*YOUR OBJECTIVE*:
Copy precisely the first line of the material below and every later line, stopping with the line that contains "of the internals.".

────────────────────────────────────────

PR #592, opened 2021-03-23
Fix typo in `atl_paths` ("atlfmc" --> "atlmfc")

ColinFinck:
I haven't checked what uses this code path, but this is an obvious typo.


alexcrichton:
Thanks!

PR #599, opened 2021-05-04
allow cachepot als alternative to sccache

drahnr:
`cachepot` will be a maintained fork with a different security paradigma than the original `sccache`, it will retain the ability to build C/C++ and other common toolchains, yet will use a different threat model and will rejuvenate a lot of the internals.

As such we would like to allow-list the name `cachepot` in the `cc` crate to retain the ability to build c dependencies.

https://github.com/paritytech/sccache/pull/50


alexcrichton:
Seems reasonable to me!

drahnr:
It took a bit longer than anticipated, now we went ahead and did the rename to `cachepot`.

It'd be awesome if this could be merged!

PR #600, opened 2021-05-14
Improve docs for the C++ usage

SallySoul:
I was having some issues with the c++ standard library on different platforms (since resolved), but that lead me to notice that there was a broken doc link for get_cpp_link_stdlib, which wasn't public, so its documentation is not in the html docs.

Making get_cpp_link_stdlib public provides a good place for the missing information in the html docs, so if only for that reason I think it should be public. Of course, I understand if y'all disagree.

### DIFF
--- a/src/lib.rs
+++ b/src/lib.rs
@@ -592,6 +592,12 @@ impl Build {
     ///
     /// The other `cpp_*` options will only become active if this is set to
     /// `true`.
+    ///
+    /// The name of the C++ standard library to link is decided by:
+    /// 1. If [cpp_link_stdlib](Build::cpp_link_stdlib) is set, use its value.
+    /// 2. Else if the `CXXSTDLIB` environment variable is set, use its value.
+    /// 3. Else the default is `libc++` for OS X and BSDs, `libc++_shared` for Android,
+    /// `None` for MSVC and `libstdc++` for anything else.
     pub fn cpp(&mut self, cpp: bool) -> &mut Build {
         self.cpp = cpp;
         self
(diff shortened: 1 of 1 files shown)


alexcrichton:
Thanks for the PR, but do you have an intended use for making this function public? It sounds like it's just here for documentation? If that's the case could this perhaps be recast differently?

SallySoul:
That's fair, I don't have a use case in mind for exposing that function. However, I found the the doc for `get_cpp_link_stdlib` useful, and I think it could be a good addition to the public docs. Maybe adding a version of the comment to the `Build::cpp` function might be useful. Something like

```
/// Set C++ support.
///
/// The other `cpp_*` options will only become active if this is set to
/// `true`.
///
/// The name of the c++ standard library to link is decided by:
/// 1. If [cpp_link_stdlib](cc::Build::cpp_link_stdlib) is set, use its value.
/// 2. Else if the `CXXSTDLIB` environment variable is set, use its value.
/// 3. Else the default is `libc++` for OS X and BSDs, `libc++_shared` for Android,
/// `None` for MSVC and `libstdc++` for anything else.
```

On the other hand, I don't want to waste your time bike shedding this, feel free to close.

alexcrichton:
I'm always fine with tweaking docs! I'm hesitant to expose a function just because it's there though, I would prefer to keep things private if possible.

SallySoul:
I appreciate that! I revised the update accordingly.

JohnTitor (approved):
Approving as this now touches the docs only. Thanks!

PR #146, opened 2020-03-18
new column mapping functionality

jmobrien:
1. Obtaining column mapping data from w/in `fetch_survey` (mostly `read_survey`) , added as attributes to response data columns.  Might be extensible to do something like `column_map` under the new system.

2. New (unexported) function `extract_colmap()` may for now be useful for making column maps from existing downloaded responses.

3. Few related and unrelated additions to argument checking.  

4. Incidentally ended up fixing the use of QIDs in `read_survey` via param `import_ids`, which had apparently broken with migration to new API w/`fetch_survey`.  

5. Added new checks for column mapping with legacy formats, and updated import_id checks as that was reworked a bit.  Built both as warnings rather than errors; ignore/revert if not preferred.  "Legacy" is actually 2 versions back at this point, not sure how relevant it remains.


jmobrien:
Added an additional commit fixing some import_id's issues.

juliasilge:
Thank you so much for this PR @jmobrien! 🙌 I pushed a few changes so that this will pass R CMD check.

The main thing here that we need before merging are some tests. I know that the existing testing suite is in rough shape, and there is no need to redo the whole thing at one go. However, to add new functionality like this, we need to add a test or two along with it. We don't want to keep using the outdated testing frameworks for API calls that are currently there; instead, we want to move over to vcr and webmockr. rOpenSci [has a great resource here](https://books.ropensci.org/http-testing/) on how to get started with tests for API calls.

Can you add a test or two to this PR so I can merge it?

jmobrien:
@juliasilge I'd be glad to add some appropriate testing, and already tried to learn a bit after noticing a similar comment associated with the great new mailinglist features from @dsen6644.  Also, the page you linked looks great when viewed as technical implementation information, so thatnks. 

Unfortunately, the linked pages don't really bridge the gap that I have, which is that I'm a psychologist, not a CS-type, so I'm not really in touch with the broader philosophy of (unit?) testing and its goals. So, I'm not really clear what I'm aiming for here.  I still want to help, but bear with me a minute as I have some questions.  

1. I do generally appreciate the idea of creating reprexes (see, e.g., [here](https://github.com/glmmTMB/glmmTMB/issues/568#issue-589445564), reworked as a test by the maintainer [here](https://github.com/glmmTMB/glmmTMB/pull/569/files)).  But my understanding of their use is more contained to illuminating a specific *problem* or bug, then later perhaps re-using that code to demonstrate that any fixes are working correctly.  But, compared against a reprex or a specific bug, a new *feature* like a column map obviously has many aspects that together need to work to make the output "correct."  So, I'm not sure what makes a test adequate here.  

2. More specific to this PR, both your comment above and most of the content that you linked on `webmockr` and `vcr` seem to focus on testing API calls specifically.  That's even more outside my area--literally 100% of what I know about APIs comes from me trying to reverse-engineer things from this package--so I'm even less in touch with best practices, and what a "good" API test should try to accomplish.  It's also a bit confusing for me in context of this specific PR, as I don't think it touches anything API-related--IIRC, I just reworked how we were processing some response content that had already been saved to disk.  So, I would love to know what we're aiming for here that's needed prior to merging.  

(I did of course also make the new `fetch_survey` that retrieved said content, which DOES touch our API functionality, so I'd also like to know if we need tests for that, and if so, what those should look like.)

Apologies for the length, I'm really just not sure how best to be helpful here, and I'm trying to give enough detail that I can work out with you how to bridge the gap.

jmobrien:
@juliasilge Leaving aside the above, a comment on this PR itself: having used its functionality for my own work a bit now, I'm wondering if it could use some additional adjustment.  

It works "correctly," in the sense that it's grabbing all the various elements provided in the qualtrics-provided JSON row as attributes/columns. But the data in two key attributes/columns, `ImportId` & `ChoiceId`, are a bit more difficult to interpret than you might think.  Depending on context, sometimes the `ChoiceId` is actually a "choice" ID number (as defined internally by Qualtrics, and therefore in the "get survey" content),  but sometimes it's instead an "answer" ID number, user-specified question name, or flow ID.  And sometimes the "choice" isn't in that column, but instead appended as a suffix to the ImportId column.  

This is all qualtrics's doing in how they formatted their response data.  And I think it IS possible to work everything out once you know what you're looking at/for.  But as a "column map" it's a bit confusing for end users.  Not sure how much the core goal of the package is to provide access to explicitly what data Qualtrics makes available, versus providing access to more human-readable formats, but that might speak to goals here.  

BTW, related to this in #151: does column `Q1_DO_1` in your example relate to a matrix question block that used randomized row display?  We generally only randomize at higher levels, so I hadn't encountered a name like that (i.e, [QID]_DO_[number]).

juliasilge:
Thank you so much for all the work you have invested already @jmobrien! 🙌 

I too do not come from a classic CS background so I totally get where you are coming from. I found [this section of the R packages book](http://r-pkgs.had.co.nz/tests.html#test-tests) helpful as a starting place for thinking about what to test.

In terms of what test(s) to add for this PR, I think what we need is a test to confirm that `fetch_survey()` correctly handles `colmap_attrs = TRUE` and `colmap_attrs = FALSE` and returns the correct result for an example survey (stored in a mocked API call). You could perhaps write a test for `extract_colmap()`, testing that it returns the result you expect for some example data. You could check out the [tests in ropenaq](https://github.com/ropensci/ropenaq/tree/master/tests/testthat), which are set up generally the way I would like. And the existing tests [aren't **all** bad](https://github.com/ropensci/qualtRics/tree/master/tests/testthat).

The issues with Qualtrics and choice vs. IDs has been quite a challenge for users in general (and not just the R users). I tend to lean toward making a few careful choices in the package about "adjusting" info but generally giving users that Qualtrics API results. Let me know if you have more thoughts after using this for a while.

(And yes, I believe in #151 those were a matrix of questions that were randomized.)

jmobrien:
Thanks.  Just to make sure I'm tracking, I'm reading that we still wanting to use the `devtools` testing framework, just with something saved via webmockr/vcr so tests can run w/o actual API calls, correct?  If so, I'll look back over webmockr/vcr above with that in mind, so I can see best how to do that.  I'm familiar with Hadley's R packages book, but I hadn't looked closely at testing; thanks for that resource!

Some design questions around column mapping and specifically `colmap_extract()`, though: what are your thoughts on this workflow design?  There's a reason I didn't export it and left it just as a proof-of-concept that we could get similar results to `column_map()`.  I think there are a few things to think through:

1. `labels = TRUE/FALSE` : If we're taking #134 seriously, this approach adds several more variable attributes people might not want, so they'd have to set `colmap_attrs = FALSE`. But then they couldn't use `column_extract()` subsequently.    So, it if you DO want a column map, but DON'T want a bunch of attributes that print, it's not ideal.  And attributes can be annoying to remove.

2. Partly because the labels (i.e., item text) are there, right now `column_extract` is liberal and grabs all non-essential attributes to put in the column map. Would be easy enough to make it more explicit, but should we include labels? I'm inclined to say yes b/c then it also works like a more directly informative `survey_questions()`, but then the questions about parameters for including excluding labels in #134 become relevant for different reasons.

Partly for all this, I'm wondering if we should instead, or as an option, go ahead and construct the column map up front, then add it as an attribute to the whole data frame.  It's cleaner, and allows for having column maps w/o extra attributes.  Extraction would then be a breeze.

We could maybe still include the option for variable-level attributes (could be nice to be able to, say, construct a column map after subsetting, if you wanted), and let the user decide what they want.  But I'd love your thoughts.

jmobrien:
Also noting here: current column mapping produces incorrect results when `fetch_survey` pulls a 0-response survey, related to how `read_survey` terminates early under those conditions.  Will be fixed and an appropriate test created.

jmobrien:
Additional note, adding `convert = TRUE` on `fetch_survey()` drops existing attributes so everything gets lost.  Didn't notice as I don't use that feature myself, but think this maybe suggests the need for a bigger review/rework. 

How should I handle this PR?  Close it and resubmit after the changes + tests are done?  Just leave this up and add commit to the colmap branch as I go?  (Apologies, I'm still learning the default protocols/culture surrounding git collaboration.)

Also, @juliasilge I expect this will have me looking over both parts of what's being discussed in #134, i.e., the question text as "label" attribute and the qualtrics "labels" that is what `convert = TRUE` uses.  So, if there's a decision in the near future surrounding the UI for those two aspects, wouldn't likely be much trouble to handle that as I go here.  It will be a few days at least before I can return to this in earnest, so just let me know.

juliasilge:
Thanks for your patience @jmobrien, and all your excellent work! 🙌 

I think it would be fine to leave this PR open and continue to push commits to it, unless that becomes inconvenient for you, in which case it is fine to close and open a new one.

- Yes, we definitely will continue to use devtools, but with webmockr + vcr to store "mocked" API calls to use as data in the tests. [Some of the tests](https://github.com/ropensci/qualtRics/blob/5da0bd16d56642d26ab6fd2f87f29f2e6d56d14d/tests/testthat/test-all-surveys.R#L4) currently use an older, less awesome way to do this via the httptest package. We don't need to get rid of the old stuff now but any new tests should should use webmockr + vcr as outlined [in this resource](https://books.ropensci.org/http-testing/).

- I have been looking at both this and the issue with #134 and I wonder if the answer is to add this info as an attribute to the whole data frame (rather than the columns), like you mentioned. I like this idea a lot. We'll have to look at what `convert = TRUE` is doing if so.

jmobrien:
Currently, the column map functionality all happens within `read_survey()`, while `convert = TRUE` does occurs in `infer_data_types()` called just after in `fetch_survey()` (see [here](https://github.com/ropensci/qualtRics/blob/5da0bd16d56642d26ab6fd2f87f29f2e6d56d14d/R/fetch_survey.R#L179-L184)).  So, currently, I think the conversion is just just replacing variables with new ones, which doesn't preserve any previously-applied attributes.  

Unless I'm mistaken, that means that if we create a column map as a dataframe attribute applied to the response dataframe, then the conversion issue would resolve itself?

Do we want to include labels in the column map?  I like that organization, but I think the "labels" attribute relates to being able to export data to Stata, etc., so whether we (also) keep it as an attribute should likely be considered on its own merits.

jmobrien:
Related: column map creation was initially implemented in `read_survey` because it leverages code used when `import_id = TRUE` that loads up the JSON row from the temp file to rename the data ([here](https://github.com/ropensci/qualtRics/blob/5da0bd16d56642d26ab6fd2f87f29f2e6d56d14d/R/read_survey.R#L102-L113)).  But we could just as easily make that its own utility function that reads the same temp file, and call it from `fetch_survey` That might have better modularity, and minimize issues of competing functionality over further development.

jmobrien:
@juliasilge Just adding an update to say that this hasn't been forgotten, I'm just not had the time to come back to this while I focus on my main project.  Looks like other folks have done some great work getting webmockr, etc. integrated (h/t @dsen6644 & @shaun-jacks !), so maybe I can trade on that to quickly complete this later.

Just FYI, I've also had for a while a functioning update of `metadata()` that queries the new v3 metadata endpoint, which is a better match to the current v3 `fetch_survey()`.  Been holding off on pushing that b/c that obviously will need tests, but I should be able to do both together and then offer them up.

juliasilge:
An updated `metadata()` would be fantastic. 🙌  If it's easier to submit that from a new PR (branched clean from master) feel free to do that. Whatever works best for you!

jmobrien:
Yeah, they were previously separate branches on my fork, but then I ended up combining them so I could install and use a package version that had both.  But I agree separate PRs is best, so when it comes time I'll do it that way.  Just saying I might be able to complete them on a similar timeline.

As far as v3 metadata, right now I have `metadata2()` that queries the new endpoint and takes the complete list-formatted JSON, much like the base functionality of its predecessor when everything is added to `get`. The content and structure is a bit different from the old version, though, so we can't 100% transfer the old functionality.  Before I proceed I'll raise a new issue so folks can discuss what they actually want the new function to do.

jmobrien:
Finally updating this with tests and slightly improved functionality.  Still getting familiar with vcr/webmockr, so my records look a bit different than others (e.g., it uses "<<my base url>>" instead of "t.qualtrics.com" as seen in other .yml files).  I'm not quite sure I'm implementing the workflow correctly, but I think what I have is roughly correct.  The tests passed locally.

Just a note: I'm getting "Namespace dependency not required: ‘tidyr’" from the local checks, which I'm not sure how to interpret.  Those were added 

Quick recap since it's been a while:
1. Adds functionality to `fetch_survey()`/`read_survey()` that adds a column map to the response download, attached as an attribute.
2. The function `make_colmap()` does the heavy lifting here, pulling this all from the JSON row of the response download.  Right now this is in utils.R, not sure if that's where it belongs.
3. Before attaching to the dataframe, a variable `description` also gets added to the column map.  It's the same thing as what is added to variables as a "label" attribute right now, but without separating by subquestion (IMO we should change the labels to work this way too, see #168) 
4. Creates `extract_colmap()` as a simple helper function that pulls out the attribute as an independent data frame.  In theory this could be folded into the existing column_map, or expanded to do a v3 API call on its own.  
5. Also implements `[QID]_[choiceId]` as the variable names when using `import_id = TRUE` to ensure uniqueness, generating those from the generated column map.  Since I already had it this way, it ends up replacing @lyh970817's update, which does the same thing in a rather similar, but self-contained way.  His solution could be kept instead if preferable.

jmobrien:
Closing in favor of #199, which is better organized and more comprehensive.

────────────────────────────────────────

*SOLUTION TO THIS PROBLEM*:
PR #592, opened 2021-03-23
Fix typo in `atl_paths` ("atlfmc" --> "atlmfc")

ColinFinck:
I haven't checked what uses this code path, but this is an obvious typo.


alexcrichton:
Thanks!

PR #599, opened 2021-05-04
allow cachepot als alternative to sccache

drahnr:
`cachepot` will be a maintained fork with a different security paradigma than the original `sccache`, it will retain the ability to build C/C++ and other common toolchains, yet will use a different threat model and will rejuvenate a lot of the internals.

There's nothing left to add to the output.